RECORDS FOR THIS EXERCISE:

PR #2794, opened 2025-06-26
Add `[metadata]` attribute for adding custom metadata to recipes

### LINKED ISSUE #2703: Custom attributes / metadata attributes
Hi,

I'm using the fantastic dump command (`just --dump --dump-format json`) to build a CI pipeline dynamically, based on what's in the `justfile` and it works great but for some tasks I need more static metadata (e.g. recipe may need a different CI image etc).

I've (ab)used `[group]` attribute with a custom format of the group name, that is then parsed by the pipeline generator but it would be good to have either a way to use custom attributes or at least a `[meta('x', 'y')]` attribute that I can parse with my tooling.

In case it helps the justfile is at: https://gitlab.archlinux.org/archlinux/wkd-exporter/-/blob/main/.justfile and the example recipe looks like this:

```just
# Build docs
[group('ci')]
[group('pacman:rust')]
doc:
    RUSTDOCFLAGS='-D warnings' cargo doc --no-deps
```

I've considered abusing recipe doc comment but that'd also be a workaround. If there are any better ideas I'm all ears.

Thanks for your time!

wiktor-k:
This PR adds `metadata` attribute, which can appear multiple times on a recipe. The attribute takes a list of strings and its value can be inspected via JSON dump of the `justfile`.

The primary motivation is custom tooling built around `just` that can be used to, for example, automate creation of CI pipelines and other pre-processing that is outside of `just`'s scope.

Fixes: https://github.com/casey/just/issues/2703

### DIFF
--- a/README.md
+++ b/README.md
@@ -2093,12 +2093,13 @@ change their behavior.
 | Name | Type | Description |
 |------|------|-------------|
 | `[confirm]`<sup>1.17.0</sup> | recipe | Require confirmation prior to executing recipe. |
-| `[confirm('PROMPT')]`<sup>1.23.0</sup> | recipe | Require confirmation prior to executing recipe with a custom prompt. |
-| `[doc('DOC')]`<sup>1.27.0</sup> | module, recipe | Set recipe or module's [documentation comment](#documentation-comments) to `DOC`. |
-| `[extension('EXT')]`<sup>1.32.0</sup> | recipe | Set shebang recipe script's file extension to `EXT`. `EXT` should include a period if one is desired. |
-| `[group('NAME')]`<sup>1.27.0</sup> | module, recipe | Put recipe or module in in [group](#groups) `NAME`. |
+| `[confirm(PROMPT)]`<sup>1.23.0</sup> | recipe | Require confirmation prior to executing recipe with a custom prompt. |
+| `[doc(DOC)]`<sup>1.27.0</sup> | module, recipe | Set recipe or module's [documentation comment](#documentation-comments) to `DOC`. |
+| `[extension(EXT)]`<sup>1.32.0</sup> | recipe | Set shebang recipe script's file extension to `EXT`. `EXT` should include a period if one is desired. |
+| `[group(NAME)]`<sup>1.27.0</sup> | module, recipe | Put recipe or module in in [group](#groups) `NAME`. |
 | `[linux]`<sup>1.8.0</sup> | recipe | Enable recipe on Linux. |
 | `[macos]`<sup>1.8.0</sup> | recipe | Enable recipe on MacOS. |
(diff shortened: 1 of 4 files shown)


casey:
This mostly looks fine to me! However, I have some questions about the design:

- What's the use-case for more than one metadata attribute?
- Should we allow the metadata attribute to take a list of strings, instead of a single string? I think the main reason to do this is that it's more compact than multiple metadata attributes, since it's one line instead of multiple lines. We should think about this now, since it's a breaking change for JSON deserializers if metadata changes from a string to a list of strings.

wiktor-k:
> This mostly looks fine to me! However, I have some questions about the design:
> What's the use-case for more than one metadata attribute?

I wonder if you're asking about metadata being repeatable or a more generic question about attaching multiple metadata items per recipe. If it's the latter I envisioned multiple tools, each with their own metadata, which can at the same time use `just` so there needs to be some way to specify multiple items. The other approach would be to have the `metadata` attribute take multiple strings and expose that via JSON as a `metadata` array.

(As a practical example, I'm currently parsing [pragma-like comments from recipes](https://gitlab.archlinux.org/archlinux/wkd-exporter/-/blob/main/.justfile?ref_type=heads#L42) using [JavaScript](https://gitlab.archlinux.org/archlinux/wkd-exporter/-/blob/main/scripts/ci/create-gitlab-checks.js?ref_type=heads#L15) and there are multiple different ones in one recipe).

I initially chose "repeatable" as I had key-value structure for metadata in mind (where each external tool would use their different key and they could coexist) but stopped half-way as I was wondering if this is a bit too complex.

> Should we allow the metadata attribute to take a list of strings, instead of a single string? I think the main reason to do this is that it's more compact than multiple metadata attributes, since it's one line instead of multiple lines.

I think it's a reasonable approach and I'm happy to adjust the code if we settle on this.

> We should think about this now, since it's a breaking change for JSON deserializers if metadata changes from a string to a list of strings.

Totally agreed. The PR didn't take too much time and I think having something concrete is a great conversation starter.

Thanks for your time! :wave:

casey:
Let's allow a list of strings, as well as allowing the metadata attribute to appear multiple times. I don't see any issue with it, and it allows metadata authors flexibility in how they'd like to structure their metadata.

wiktor-k:
> I don't see any issue with it, and it allows metadata authors flexibility in how they'd like to structure their metadata.

Good idea.

I've left the constraint to require at least one argument in the `[metadata]` attribute as it seemed weird to have an argumentless node like that.

The code could be restructured a bit because structure-wise what `[metadata]` takes looks identical to the `Interpreter` struct (one required "command" and a set of arguments). I've kept the code simple for now, unless you see value in adjustments.

casey:
LGTM!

EXERCISE DETAILS: Check the lines above and copy each one that includes "single".

RESPONSE BOX:
- Should we allow the metadata attribute to take a list of strings, instead of a single string? I think the main reason to do this is that it's more compact than multiple metadata attributes, since it's one line instead of multiple lines. We should think about this now, since it's a breaking change for JSON deserializers if metadata changes from a string to a list of strings.
> Should we allow the metadata attribute to take a list of strings, instead of a single string? I think the main reason to do this is that it's more compact than multiple metadata attributes, since it's one line instead of multiple lines.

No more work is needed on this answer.